List all lines in the material below that contain "policy".

--------------------------------

PR #483, opened 2016-06-22
Add concurrency policy to schedule

orlandohohmeier:
Add a concurrency policy to the job schedule if it's undefined, as a schedule without a policy is invalid.

This is a hotfix, and we will replace it with a schedule struct that has proper defaults. We will also provide this as an option in the create/edit modal once we support other policies.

--------------------------------

▸ **Answer to this task**
Add concurrency policy to schedule
Add a concurrency policy to the job schedule if it's undefined, as a schedule without a policy is invalid.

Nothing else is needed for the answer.